**Task input:**

○ ○ ○ ○ ○ ○ ○

Issue #2484, opened 2023-05-11
ArrayObject - undocumented AllowDynamicProperties?


ondrejmirtes:
### Description

The following code:

```php
<?php

$obj = new \ArrayObject([
  'abc' => true,
], \ArrayObject::ARRAY_AS_PROPS);

var_dump($obj->abc);
```

Resulted in this output:
```
bool(true)
```

But I expected this output instead:
```
Warning: Undefined property: ArrayObject::$abc
```

The [PHP RFC "Deprecate dynamic properties"](https://wiki.php.net/rfc/deprecate_dynamic_properties) says that only `stdClass`, classes with magic __get/__set methods, and classes marked as `#[AllowDynamicProperties]` are allowed to have dynamic properties.

But ArrayObject is none of those:

* https://www.php.net/manual/en/class.arrayobject.php
* https://github.com/php/php-src/blob/5820528c9c25012ad763576c7120414eb12a05f0/ext/spl/spl_array.stub.php#L5

So what are the rules about dynamic properties? Are there any other cases where they are allowed that I'm unaware of?

Please understand I'm asking from the point of a static analyser developer, to be able to describe these cases. I get it it's useful to have ArrayObject to allow them, but I need the rules to describe this behaviour.

Thank you.

### PHP Version

PHP 8.2

PR #2652, opened 2023-08-07
Add a note about accessing dynamic properties in `ArrayObject`

alexandre-daubois:
Fix https://github.com/php/doc-en/issues/2484


Girgias:
One user note links to https://stackoverflow.com/questions/14610307/spl-arrayobject-arrayobjectstd-prop-list/16619183#16619183 which explains this quite well.

@kocsismate I wonder if it makes sense to add "virtual" docs for ``__get()``/``__set()``/etc. to describe this behaviour? Maybe we even should actually add those methods on the relevant classes?

Issue #2357, opened 2023-03-16
Abstract classes can implement \Traversable as of 8.0


epixian:
Documentation for [Traversable](https://www.php.net/manual/en/class.traversable.php) is missing a change as of PHP 8.0 that allows [abstract classes to implement `\Traversable`](https://github.com/php/php-src/commit/e9ae581f024e06878b2b1991b7daed6318c811a7).  The extending class must implement Iterator or IteratorAggregate or it will cause a fatal error:

```php
abstract class AbstractTraversable implements Traversable {}

class NonAbstractTraversable extends AbstractTraversable {}

// Fatal error: Class NonAbstractTraversable must implement interface Traversable as part of either Iterator or IteratorAggregate in Unknown on line 0
```

```php
abstract class AbstractTraversable implements Traversable {}

class NonAbstractTraversable extends AbstractTraversable implements IteratorAggregate {
    public function getIterator() {
        yield "foo";
        yield "bar";
    }
}

foreach (new NonAbstractTraversable as $value) {
    echo $value, "\n";
}

// foo
// bar
```

PR #2661, opened 2023-08-08
Fix GH-2357: improve `Traversable` page

alexandre-daubois:
Fix https://github.com/php/doc-en/issues/2357

### DIFF
--- a/language/predefined/traversable.xml
+++ b/language/predefined/traversable.xml
@@ -14,29 +14,10 @@
     Interface to detect if a class is traversable using &foreach;.
    </para>
    <para>
-    Abstract base interface that cannot be implemented alone. Instead it must
+    Abstract base interface that cannot be implemented alone. Instead, it must
     be implemented by either <interfacename>IteratorAggregate</interfacename> or
     <interfacename>Iterator</interfacename>.
    </para>
-   <note>
-    <para>
-     Internal (built-in) classes that implement this interface can be used in
-     a &foreach; construct and do not need to implement
-     <interfacename>IteratorAggregate</interfacename> or
-     <interfacename>Iterator</interfacename>.
-    </para>
-   </note>
-   <note>
-    <para>
-     This is an internal engine interface which cannot be implemented in PHP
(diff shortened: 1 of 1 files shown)


language/predefined/traversable.xml
```diff
@@ -58,6 +39,54 @@
...
+     <interfacename>IteratorAggregate</interfacename> or
+     <interfacename>Iterator</interfacename>.
+    </para>
+   </note>
+   <note>
+    <para>
+     Prior to PHP 8.0.0, this internal engine interface couldn't be implemented
+     in PHP scripts. Either <interfacename>IteratorAggregate</interfacename>
+     or <interfacename>Iterator</interfacename> must be used instead.
+     When implementing an interface which extends Traversable, make sure to
```
Girgias, line 82: Yes this was already missing but might as well add it

```suggestion
     When implementing an interface which extends <interfacename>Traversable</interfacename>,
     make sure to
```

Girgias: But also is the ordering still important?

Girgias (approved):
Minor comments but LGTM

language/predefined/traversable.xml
alexandre-daubois: I tested and actually no, I updated it :slightly_smiling_face:

alexandre-daubois: Tried on 7.0, here is the result:

image

When switching order:

image

So I'm not exactly sure from when this rule applied

alexandre-daubois:
Yes it seems you're right. Sorry for the brittle check, I updated the XML :slightly_smiling_face: Set the changelog entry to 7.4.0. I'm not sure the ordering rule ever applied :thinking:

Girgias:
> Yes it seems you're right. Sorry for the brittle check, I updated the XML slightly_smiling_face Set the changelog entry to 7.4.0. I'm not sure the ordering rule ever applied thinking

The ordering rule did apply prior to PHP 7.4: https://3v4l.org/ecv2m but that is a different issue all together

Girgias (approved):

Issue #2209, opened 2023-01-17
stream_set_chunk_size() missing changelog entry for ValueError


othercorey:
Looks like the return false (and warning) were converted to a ValueError exception. I could only find part of the changes, but the exception is clearly there with RETURN_THROWS().

othercorey:
@cmb69 I don't know how else to ask you a question so I'm using this issue. Is there documentation on the return system in php so I can be more confident when reading these changes? 

Does a naked `return` always return null or can it return false depending on the stub? If something else a value error, does it always throw and never return even if there is a return statement after it?

PR #2663, opened 2023-08-08
Fix GH-2209: update return value and changelog of stream_set_chunk_size()

alexandre-daubois:
Fix https://github.com/php/doc-en/issues/2209

### DIFF
--- a/reference/stream/functions/stream-set-chunk-size.xml
+++ b/reference/stream/functions/stream-set-chunk-size.xml
@@ -45,19 +45,43 @@
   <para>
    Returns the previous chunk size on success.
   </para>
-  <para>
-   Will return &false; if <parameter>size</parameter> is less than 1 or
-   greater than <constant>PHP_INT_MAX</constant>.
-  </para>
  </refsect1>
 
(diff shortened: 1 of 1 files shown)


reference/stream/functions/stream-set-chunk-size.xml
```diff
@@ -46,19 +46,51 @@
    Returns the previous chunk size on success.
   </para>
   <para>
-   Will return &false; if <parameter>size</parameter> is less than 1 or
-   greater than <constant>PHP_INT_MAX</constant>.
+   Prior to PHP 8.0.0, the function returned &false; if
+   <parameter>size</parameter> is less than 1 or greater than
+   <constant>PHP_INT_MAX</constant>.
```
Girgias, line 51: I think this (and the same bit in the Error section) should be deleted and moved to the changelog section, with similar phrasing from other changelog entries

alexandre-daubois: Here you go :slightly_smiling_face:

Girgias (approved):

PR #2664, opened 2023-08-08
[skip-revcheck] Normalize entity usage on classsynopsisinfo.

alfsb:
These files are the last on English still using strings instead of entities on `<classsynopsisinfo>`.


Girgias (approved):
Thank you!

PR #2667, opened 2023-08-09
remove unnecessary operation in code example

aghArdeshir:
in this example, `$count--` at the end of the function helps with nothing. Its existence also does not harm anything. But because in the same file, in "Example # 4 Example demonstrating need for static variables" we were talking about how useless `$a++` is in that example, putting a useless `$count--` can be misleading in this example, because the reader may look for the philosophy/reason behind existence of this statement.

### DIFF
--- a/language/variables.xml
+++ b/language/variables.xml
@@ -455,7 +455,6 @@ function test()
     if ($count < 10) {
         test();
     }
-    $count--;
 }
 ?>
 ]]>


Girgias:
This statement _is_ needed to reset the value when doing a follow-up call to ``test()``, it would be better to add a coment, or create another without the statement and have it call ``test()`` twice. In any case showing the output of this code would be a good enhancement

aghArdeshir:
Thanks @Girgias. I agree with you and I believe your point is correct.

So I'll close this PR. Hopefully me or someone else in near/distant future improves the example in one of the ways you suggested.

○ ○ ○ ○ ○ ○ ○

Using the records, work out how many lines include "extends", and reply with that number alone.

**Solution:** 4